Most of us like to ‘have our cake and eat it too’.
This is especially true of politicians, who abhor having to make tough trade-offs, which of course is what we elect them to do.
The economy versus environment ‘trade-off’ illustrates this starkly, and this ‘trade-off’ will be increasingly front and centre as NZ moves beyond our health protection focus on Covid-19 to our economic recovery from the virus.
Last week, the Government announced that greenhouse gas emissions fell by 3% in 2018 while the economy (as measured by GDP) grew 3%. Leading Climate Change Minister James Shaw to observe: “That proves it is possible to decouple emissions growth from economic growth.”
In other words, we can eat our cake with satisfaction — consuming more and more, while apparently causing less damage to the environment.
As I reported last week in Earth Day at 50, some 35 countries have managed to decouple their economic growth from emissions growth.
That’s good for the environment in a relative sense (so pop the champagne); but it simply means we’re slowing our destruction of the global environment, not stopping it from reaching a point that triggers cataclysmic ecosystem failure.
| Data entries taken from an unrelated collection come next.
Issue #805, opened 2022-03-28
push_to_hub_keras API dose not support sequential GANs models. 


kingabzpro:
**Is your feature request related to a problem? Please describe.**
I face error when I run 
```python
push_to_hub_keras(model = GAN, repo_url = "https://huggingface.co/kingabzpro/CELEB-GANs")

ValueError: Expected a Trackable object for export, got <keras.engine.sequential.Sequential object at 0x7f84d97320d0>
```

**Describe the solution you'd like**
I think some sequential models dosen't support `tf.keras.models.save_model(GAN, "./CELEB-GANs/")`, instead we can use `GAN.save("model.h5")` 

**Describe alternatives you've considered**
The complete code is from [Kaggle notebook](https://www.kaggle.com/code/kingabzpro/fake-faces-with-dcgans?scriptVersionId=91480379). 

**For a Reference**
I have added .h5 model manually: https://huggingface.co/kingabzpro/CELEB-GANs/tree/main

kingabzpro:
Can you check again now? https://www.kaggle.com/code/kingabzpro/fake-faces-with-dcgans

PR #890, opened 2022-05-31
Fixes: #805 Added h5 save format compatibility

rushic24:
```
from huggingface_hub import push_to_hub_keras
push_to_hub_keras(transformer, repo_url = "rushic24/keras-english-to-spanish", include_optimizer=True, save_format='h5', filepath='mpath')
```

image

### DIFF
--- a/src/huggingface_hub/keras_mixin.py
+++ b/src/huggingface_hub/keras_mixin.py
@@ -233,6 +233,10 @@ def save_pretrained_keras(
             metadata["tags"] = [task_name]
 
     _create_model_card(model, save_directory, plot_model, metadata)
+    if model_save_kwargs.get('save_format')=='h5':
+        filepath = model_save_kwargs.pop('filepath', None)
+        if filepath:
+            save_directory = os.path.join(save_directory, filepath)
     tf.keras.models.save_model(
         model, save_directory, include_optimizer=include_optimizer, **model_save_kwargs
     )


rushic24:
@merveenoyan

adrinjalali (commented):
Thanks for the PR. Please add a test for the changes :)

rushic24:
> Thanks for the PR. Please add a test for the changes :)

Sure, can you just enable the workflows for once, I need to check if the tests pass in the github. They do pass locally.

rushic24:
@adrinjalali Is that normal? They do pass here.
tests

src/huggingface_hub/keras_mixin.py
```diff
@@ -233,6 +233,8 @@ def save_pretrained_keras(
             metadata["tags"] = [task_name]
 
     _create_model_card(model, save_directory, plot_model, metadata)
+    if model_save_kwargs.get("save_format") == "h5":
```
nateraw, line 236: Any reason why this would be a `model_save_kwarg` instead of a regular kwarg?

src/huggingface_hub/keras_mixin.py
```diff
@@ -530,6 +532,8 @@ def _from_pretrained(
             )
         else:
             storage_folder = model_id
+        if model_kwargs.get("custom_objects"):
```
nateraw, line 535: Same here with regards to this being a `model_kwarg` and not a regular kwarg. Also some docstring would help here.

nateraw (commented):
Hey there, thanks for looking into this and your contribution!

I think this is a tricky issue, however. I'm not sure we want to use H5 format at all if at all possible. I believe it's suggested to use `SavedModel` everywhere. If there are issues with `SavedModel` that H5 solves, maybe we try to see if we can solve them `SavedModel` first. 

I think this will actually add significant complexity in terms of usability, and will break in a variety of use cases. Imho I would avoid adding this feature altogether, but if we truly deem this necessary it will need some really good tests, docstrings, and example snippets to clear up its intended usage.

rushic24:
> Hey there, thanks for looking into this and your contribution!
> 
> I think this is a tricky issue, however. I'm not sure we want to use H5 format at all if at all possible. I believe it's suggested to use `SavedModel` everywhere. If there are issues with `SavedModel` that H5 solves, maybe we try to see if we can solve them `SavedModel` first.
> 
> I think this will actually add significant complexity in terms of usability, and will break in a variety of use cases. Imho I would avoid adding this feature altogether, but if we truly deem this necessary it will need some really good tests, docstrings, and example snippets to clear up its intended usage.

Hey, 
Thanks for looking into it. This is needed because some keras models don't save without 'h5'. For e.g. If I want to save this transformer https://github.com/rushic24/keras-io/blob/master/examples/nlp/neural_machine_translation_with_transformer.py#L355.

merveenoyan:
@rushic24 Hello Rushi, 
As far as I know it's quite discouraged to serialize models in the manner you mentioned. The models can be pushed to different repositories and then built locally in the manner you mentioned. When we save models as `SavedModel`, we have everything we need to serve a model with anything inside TFX ecosystem and that's why we support this format.

merveenoyan:
@rushic24 we appreciate contributions, thanks a lot for the input ❤️

nateraw:
Yea thanks again @rushic24 - feel free to discuss further in the issues if the solution above doesn't work for you

PR #891, opened 2022-06-01
`metadata_update`: work on a copy of the upstream file, to not mess up the cache

julien-c:
otherwise if you're using the same file from another script or library you'll have incorect file.

Side effect: With this change, we can probably remove the flag `force_download=True`

### DIFF
--- a/src/huggingface_hub/file_download.py
+++ b/src/huggingface_hub/file_download.py
@@ -1051,8 +1051,9 @@ def hf_hub_download(
                 "We have no connection or you passed local_files_only, so"
                 " force_download is not an accepted option."
             )
-        commit_hash = revision
-        if not REGEX_COMMIT_HASH.match(revision):
+        if REGEX_COMMIT_HASH.match(revision):
+            commit_hash = revision
+        else:
             ref_path = os.path.join(storage_folder, "refs", revision)
             with open(ref_path) as f:
                 commit_hash = f.read()
--- a/src/huggingface_hub/repocard.py
+++ b/src/huggingface_hub/repocard.py
@@ -1,6 +1,8 @@
 import dataclasses
 import os
 import re
+import shutil
+import tempfile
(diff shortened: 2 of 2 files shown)


osanseviero (approved):
LGTM!

lvwerra (approved):
LGTM!

adrinjalali (changes requested):
Could you please write a test for this?

julien-c:
not sure what to test here TBH =)

adrinjalali:
> not sure what to test here TBH =)

- Download repo (which also caches it)
- change the metadata/work with it
- make sure the cached file hasn't changed

Isn't that what this PR enables?

julien-c:
Ok, makes sense. Want to take a stab at it @adrinjalali?

tests/test_repocard.py
```diff
@@ -240,6 +241,22 @@ def test_update_existing_result_with_overwrite(self):
...
+            f"{USER}/{self.REPO_NAME}",
+            filename=REPOCARD_NAME,
+            use_auth_token=self._token,
+        )
+
+        metadata_update(
+            f"{USER}/{self.REPO_NAME}", new_metadata, token=self._token, overwrite=True
+        )
+
+        self.assertNotEqual(metadata_load(path), new_metadata)
```
adrinjalali, line 258: can we also check the original file is not touched?

adrinjalali (commented):
Thanks for the tests @LysandreJik

tests/test_repocard.py
LysandreJik: Handled in [5fabdf8](https://github.com/huggingface/huggingface_hub/pull/891/commits/5fabdf86b27b75da6704d2c8dffb16c3814e2557)

adrinjalali (approved):
LGTM, thanks @LysandreJik

PR #893, opened 2022-06-02
CI enable codecov

adrinjalali:
This PR enables codecov reports on this repo.

### DIFF
--- a/.github/workflows/python-tests.yml
+++ b/.github/workflows/python-tests.yml
@@ -42,10 +42,10 @@ jobs:
       - run: |
           if [[ "${{ matrix.test_repository }}" == "Repository only" ]]
           then
-            pytest -Werror::FutureWarning --log-cli-level=INFO -sv ./tests/test_repository.py -k RepositoryTest
-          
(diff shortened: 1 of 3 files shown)


adrinjalali:
The files are being uploaded: 

https://app.codecov.io/gh/huggingface/huggingface_hub/pulls

This should be ready for a review/merge: @LysandreJik @osanseviero

LysandreJik (commented):
90,31%, that's quite nice, I didn't expect such a high number!

How can we do to have easy visibility on each PR? In the past we were working with comments, but I understand that's not your favored approach @adrinjalali.

adrinjalali:
A step is added to the CI list when it finishes, and it fails when it's not happy. We can start with that and then add the comments if we're not happy with how that works. WDYT?

LysandreJik:
Yes, that sounds good to me.

adrinjalali:
@osanseviero should we merge this one?

adrinjalali:
Let's see how it works and experiment.

PR #895, opened 2022-06-07
Display endpoint URL in whoami command

juliensimon:
This is a convenient way to check what hub endpoint you're logged on to (public hub, private hub, etc.):

```
% huggingface-cli whoami
https://private-hub.huggingface.cloud
juliensimon
```

The codebase has some informational messages with hard-coded references to huggingface.co. I've left these alone, maybe we should clean them up at some point.

### DIFF
--- a/src/huggingface_hub/commands/user.py
+++ b/src/huggingface_hub/commands/user.py
@@ -19,10 +19,10 @@ from typing import List, Union
 
 from huggingface_hub.commands import BaseHuggingfaceCLICommand
 from huggingface_hub.constants import (
+    ENDPOINT,
     REPO_TYPES,
     REPO_TYPES_URL_PREFIXES,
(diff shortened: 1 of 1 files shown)


LysandreJik:
I'm offering to only print it when it's different to the default one, as otherwise it may be a bit weird:
```
% huggingface-cli whoami
https://huggingface.co
juliensimon
```

My first reaction when seeing this is wondering why the devs left a random print statement in the code :)

juliensimon:
That's fine with me :)

LysandreJik:
I've opened a PR on your PR here to move the print statement as I was mentioning in my comment above: https://github.com/juliensimon/huggingface_hub/pull/1

Let me know if this works for you, I find it clearer this way but open to different opinions :)

LysandreJik (approved):
Thanks!

PR #900, opened 2022-06-10
FIX Avoid creating repository when it exists on remote

merveenoyan:
This PR partially fixes https://github.com/huggingface/huggingface_hub/issues/672. 

I observed that the following error pops up when I create a repository using huggingface API `create_repo` and then have a local repository cloning from the URL **using a token** ([here](https://github.com/huggingface/huggingface_hub/issues/672#issuecomment-1150972003))
`ValueError: No space_sdk provided. create_repo expects space_sdk to be one of ['gradio', 'streamlit', 'static'] when repo_type is 'space'`
So I noticed the following block was causing the problem:

```
if token is not None:
                whoami_info = self.client.whoami(token)
                user = whoami_info["name"]
                valid_organisations = [org["name"] for org in whoami_info["orgs"]]

                if namespace is not None:
                    repo_id = f"{namespace}/{repo_id}"
                repo_url += repo_id

                scheme = urlparse(repo_url).scheme
                repo_url = repo_url.replace(f"{scheme}://", f"{scheme}://user:{token}@")

                    self.client.create_repo(
                        repo_id=repo_id,
                        token=token,
                        repo_type=self.repo_type,
                        exist_ok=True,
                        private=self.private,
                    )
            else:
                if namespace is not None:
                    repo_url += f"{namespace}/"
                repo_url += repo_id
```

Only name being valid shouldn't be enough to create a repository, we have to check if the repository exists on remote so I added a small check on that (thanks @muellerzr for pointing out to particular HfApi function that does it).

With this, `space_sdk` error should be gone. I'll add test once @LysandreJik approves my logic in here.

Also this is separate but IDK if it's good to have an attribute `clone_from` and the `clone_from()` function. I can refactor couple of things I saw there that's not good to me as well.

### DIFF
--- a/src/huggingface_hub/repository.py
+++ b/src/huggingface_hub/repository.py
@@ -5,7 +5,6 @@ import subprocess
 import tempfile
 import threading
 import time
-import warnings
 from contextlib import contextmanager
 from pathlib import Path
 from typing import Callable, Dict, Iterator, List, Optional, Tuple, Union
@@ -648,10 +647,12 @@ class Repository:
                     try:
                         _ = HfApi().repo_info(f"{namespace}/{repo_id}")
                     except HTTPError:
-                        warnings.warn(
-                            "There's no repository in the given link in clone_from."
-                            " Creating a new repository.",
-                            UserWarning,
+                        self.client.create_repo(
+                            repo_id=repo_id,
+                            token=token,
+                            repo_type=self.repo_type,
+                            exist_ok=True,
+                            private=self.private,
                         )
 
             else:
--- a/src/huggingface_hub/repository.py
+++ b/src/huggingface_hub/repository.py
@@ -648,13 +648,20 @@ class Repository:
                             f"{repo_id}", repo_type=self.repo_type, token=token
                         )
                     except HTTPError:
-                        self.client.create_repo(
-                            repo_id=repo_id,
-                            token=token,
-                            repo_type=self.repo_type,
-                            exist_ok=True,
-                            private=self.private,
-                        )
+                        if self.repo_type is "space":
+                            raise ValueError(
+                                "Creating a Space through passing Space link to"
+                                " clone_from is not allowed. Make sure the Space exists"
+                                " on Hugging Face Hub."
+                            )
+                        else:
+                            self.client.create_repo(
+                                repo_id=repo_id,
+                                token=token,
+                                repo_type=self.repo_type,
+                                exist_ok=True,
+                                private=self.private,
+                            )
 
             else:
                 if namespace is not None:
--- a/src/huggingface_hub/repository.py
+++ b/src/huggingface_hub/repository.py
@@ -224,7 +224,7 @@ def is_binary_file(filename: Union[str, Path]) -> bool:
     """
     try:
         with open(filename, "rb") as f:
-            content = f.read(10 * (1024 ** 2))  # Read a maximum of 10MB
+            content = f.read(10 * (1024**2))  # Read a maximum of 10MB
 
         # Code sample taken from the following stack overflow thread
         # https://stackoverflow.com/questions/898669/how-can-i-detect-if-a-file-is-binary-non-text-in-python/7392391#7392391
@@ -684,7 +684,8 @@ class Repository:
                         env.update({"GIT_LFS_SKIP_SMUDGE": "1"})
 
                     run_subprocess(
-                        f"{'git clone' if self.skip_lfs_files else 'git lfs clone'} {repo_url} .".split(),
+                        f"{'git clone' if self.skip_lfs_files else 'git lfs clone'} {repo_url} ."
+                        .split(),
                         self.local_dir,
                         env=env,
                     )
--- a/src/huggingface_hub/repository.py
+++ b/src/huggingface_hub/repository.py
@@ -224,7 +224,7 @@ def is_binary_file(filename: Union[str, Path]) -> bool:
     """
     try:
         with open(filename, "rb") as f:
-            content = f.read(10 * (1024**2))  # Read a maximum of 10MB
+            content = f.read(10 * (1024 ** 2))  # Read a maximum of 10MB
 
         # Code sample taken from the following stack overflow thread
         # https://stackoverflow.com/questions/898669/how-can-i-detect-if-a-file-is-binary-non-text-in-python/7392391#7392391
@@ -684,8 +684,7 @@ class Repository:
                         env.update({"GIT_LFS_SKIP_SMUDGE": "1"})
 
                     run_subprocess(
-                        f"{'git clone' if self.skip_lfs_files else 'git lfs clone'} {repo_url} ."
-                        .split(),
+                        f"{'git clone' if self.skip_lfs_files else 'git lfs clone'} {repo_url} .".split(),
                         self.local_dir,
                         env=env,
                     )
--- a/src/huggingface_hub/repository.py
+++ b/src/huggingface_hub/repository.py
@@ -645,7 +645,7 @@ class Repository:
 
                 if namespace == user or namespace in valid_organisations:
                     try:
-                        _ = HfApi().repository_info(f"{namespace}/{repo_id}")
+                        _ = HfApi().repo_info(f"{namespace}/{repo_id}")
                     except HTTPError:
                         self.client.create_repo(
                             repo_id=repo_id,
--- a/src/huggingface_hub/repository.py
+++ b/src/huggingface_hub/repository.py
@@ -642,7 +642,6 @@ class Repository:
 
                 scheme = urlparse(repo_url).scheme
                 repo_url = repo_url.replace(f"{scheme}://", f"{scheme}://user:{token}@")
-                breakpoint()
                 if namespace == user or namespace in valid_organisations:
                     try:
                         _ = HfApi().repo_info(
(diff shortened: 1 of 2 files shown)


src/huggingface_hub/repository.py
```diff
@@ -643,13 +644,17 @@ def clone_from(self, repo_url: str, use_auth_token: Union[bool, str, None] = Non
...
-                        repo_id=repo_id,
-                        token=token,
-                        repo_type=self.repo_type,
-                        exist_ok=True,
-                        private=self.private,
-                    )
+                    try:
+                        _ = HfApi().repo_info(f"{namespace}/{repo_id}")
+                    except HTTPError:
+                        self.client.create_repo(
```
adrinjalali, line 650: I'm very confused, why would `clone_from` create a repo remotely under any circumstances?

adrinjalali (commented):
Also tests? :D

src/huggingface_hub/repository.py
merveenoyan: It's because link given to `clone_from` might not be valid. Maybe it's better if I put a warning saying the remote repository doesn't exist instead. :)

merveenoyan: or do we want to not create at all and just raise a warning?

merveenoyan: I removed repo creation and added a warning.

merveenoyan: AH OK

merveenoyan: I just realized there are many tests that will fail and we'll break backwards compatibility if we change behavior of `clone_from`, I also thought that it was only used to clone existing repository when creating repository on local. pinging @LysandreJik about why the design is that way 😅

merveenoyan:
_Super weird thing_
I can do following:
```
api = HfApi()

temp_repo_url = api.create_repo(
            repo_id="merve/temp", token=token, 
            repo_type="space", space_sdk="gradio"
        )
repo = Repository("./dummy", clone_from=temp_repo_url,
        use_auth_token=token
        )
```

But when I run the test I've written (below) I still get the same error. 
```
def test_init_clone_from(self):
        temp_repo_url = self._api.create_repo(
            repo_id=f"{self.REPO_NAME}-temp", token=self._token, 
            repo_type="space", space_sdk="gradio"
        )
        repo = Repository(WORKING_REPO_DIR, clone_from=temp_repo_url,
        use_auth_token=self._token
        )
        self._api.delete_repo(
                repo_id=f"valid_org/{self.REPO_NAME}", token=self._token
            )
```

I have other stuff to do so will leave this for monday.

src/huggingface_hub/repository.py
merveenoyan: (ok apparently you left a comment but I didn't see it bcs I didn't refresh the page lol)

merveenoyan:
@osanseviero yup I'm sure (I uninstalled and installed again)
What I'm testing here is that it should bypass creating the repository remotely given there's a repository remotely already (which we check with `HfApi.repo_info()`)

src/huggingface_hub/repository.py
julien-c: (i agree that Repository clone_from shouldn't create a repo)

julien-c: (can't find at the moment the past discussion with a potential explicit `Repository.create() -> Repository`)

LysandreJik: Yes, I also think that `clone_from` shouldn't create the repository if it doesn't exist, it isn't really its place to do so. I wouldn't say removing it is a bugfix as when I implemented it I shared it as such, but we can deprecate it for sure.

merveenoyan:
@osanseviero it passed 😏

osanseviero:
This seems to be passing the tests now 😄

src/huggingface_hub/repository.py
merveenoyan: I say we merge this and then deprecate it.

adrinjalali (approved):
I'm happy to merge and deprecate in a separate PR.

src/huggingface_hub/repository.py
LysandreJik: SGTM!

src/huggingface_hub/repository.py
```diff
@@ -641,15 +642,20 @@ def clone_from(self, repo_url: str, use_auth_token: Union[bool, str, None] = Non
...
+                        _ = HfApi().repo_info(
+                            f"{repo_id}", repo_type=self.repo_type, token=token
+                        )
+                    except HTTPError:
+                        self.client.create_repo(
+                            repo_id=repo_id,
+                            token=token,
+                            repo_type=self.repo_type,
+                            exist_ok=True,
+                            private=self.private,
```
LysandreJik, line 656: Wouldn't this also need a `space_sdk` in case the repository in question is a space? i.e., if the repo is a space that doesn't exist, it'll try to create it but fail at doing so.

As we're deprecating, maybe that's intended and we keep that use-case as it is (i.e., not working)

LysandreJik (commented):
Looks good to me! Only left a comment regarding `space_sdk`.

src/huggingface_hub/repository.py
merveenoyan: I will raise a `ValueError` in case someone tries to create Space that doesn't exist because otherwise I have to add `space_sdk` as a class attribute to `Repository` (we're later deprecating the repository creation in `clone_from` anyway so there's no point to add that). I'll add two tests, one for model repo and one for Space repo to see if the error is raised.  We can merge tomorrow ^^

LysandreJik: Sounds great, thank you @merveenoyan!

merveenoyan:
Please do not review I know what the problem with tests is :D

merveenoyan:
I added three tests:
- `test_init_clone_from()` checks that when space exists it's clone well
- `test_clone_from_space()` makes sure the space is not created if it doesn't exist
- `test_clone_from_model()` makes sure that model is created if it doesn't exist.

merveenoyan:
One of the tests are not passing because moon-landing staging is down 😅

LysandreJik:
@merveenoyan it seems you're using an outdated version of `black`. Could you updated to the one required by `huggingface_hub` and run the code quality fix? Should be something like the following, from the root of your clone:

```
pip install -U -e .[quality]
make style
make quality
```

@SBrandeis, @XciD, would you have why we're getting errors 500 on the `test_init_clone_from` test? It seems like creating a space using `create_repo` doesn't work and throws an error 500. Reproducible code example:

```py
temp_repo_url = create_repo(
    repo_id=f"temp",
    token=token,
    repo_type="space",
    space_sdk="streamlit"
)
```

I tried with both `streamlit`, `gradio`. However, `static` seems to work just fine!

christophe-rannou:
@LysandreJik I just created a repo using the CLI with success. Maybe there's an issue with your token ?

LysandreJik:
@christophe-rannou the token is that of the CI, we're using the same token for all CI. Were you on the production endpoint or the staging endpoint?

christophe-rannou:
Production one, it's the staging one that is not working ?

XciD:
> Production one, it's the staging one that is not working ?

Seems related to CI, will investigate.

merveenoyan:
This one fails `HfApiEndpointsTest.test_create_update_and_delete_space_repo` with 500 like it was failing for my PR, see below where the error comes from (due to picking other SDKs for others)

```
for sdk in SPACES_SDK_TYPES:
            SPACE_REPO_NAME = space_repo_name(sdk)
            self._api.create_repo(
                repo_id=SPACE_REPO_NAME,
                token=self._token,
                repo_type=REPO_TYPE_SPACE,
                space_sdk=sdk,
            )
            res = self._api.update_repo_visibility(
                repo_id=SPACE_REPO_NAME,
                token=self._token,
                private=True,
                repo_type=REPO_TYPE_SPACE,
            )
            self.assertTrue(res["private"])
            res = self._api.update_repo_visibility(
                repo_id=SPACE_REPO_NAME,
                token=self._token,
                private=False,
                repo_type=REPO_TYPE_SPACE,
            )
```

LysandreJik:
This exact test fails on `main` since https://github.com/huggingface/huggingface_hub/pull/898 was merged, I would offer to skip that test until this is resolved, and merge this PR. Ok for you @merveenoyan ?

merveenoyan:
@LysandreJik sure!

osanseviero:
Was this supposed to be merged? As @LysandreJik mentioned, I think we should add the flag/decorator to skip the test so the tests are not failing (` @unittest.SkipTest` for example)

LysandreJik:
No problem @osanseviero, I opened a PR to fix the problem there: https://github.com/huggingface/huggingface_hub/pull/908

But now we have another problem with our CI because of the new datasets release, so waiting until that is fixed to merge it.

XciD:
About the spaces bug, we found it. 
Waiting for https://github.com/huggingface/moon-landing/pull/3252/commits/f2e8068348e225ba1f07c5d27a38843253e23dcb to be merged.

XciD:
> About the spaces bug, we found it. Waiting for [huggingface/moon-landing@f2e8068](https://github.com/huggingface/moon-landing/commit/f2e8068348e225ba1f07c5d27a38843253e23dcb) to be merged.

Fixed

How does the economy versus environment ‘trade-off’ play out locally … meaning in NZ and Hawke’s Bay?
Frantically, our politicians will be eager to grab at any proposal which claims to produce jobs and expand economic activity.
Take the Regional Council.
This week the HBRC sweated over a proposal from a local business that wants to expand its product line to include water bottling, but wants to do so without going through the public notification process the previous council mandated for any and all future water bottling consents.
Obviously the company (whose proposal might be business-smart and defensible) and all of the councillors fear the public antipathy — well-founded or not — to water bottling. And so, why not bend the notification rules, or make a special exception, or hell, why not just change the policy?!
Councillors were aching to say ‘Yes’, but nervous enough to let the matter ‘lie on the table’ until more technical and public feedback (from Maori in particular) could be acquired.
In the grand scheme of things, is this a matter of existential consequence? No.
But it is for sure an example of how the measures and policies designed to protect New Zealanders’ environmental values and the environment itself are so vulnerable to being swept aside, especially when the public is otherwise distracted and not vigilant, and when the driving mantras are ‘every job is a good job, a gain’ and ‘find me a shovel-ready project, now!’
Speaking of ‘shovel ready’ projects, the fabled Ruataniwha dam is raising its head zombie-like from the grave. Nothing like building a dam to stimulate the economy.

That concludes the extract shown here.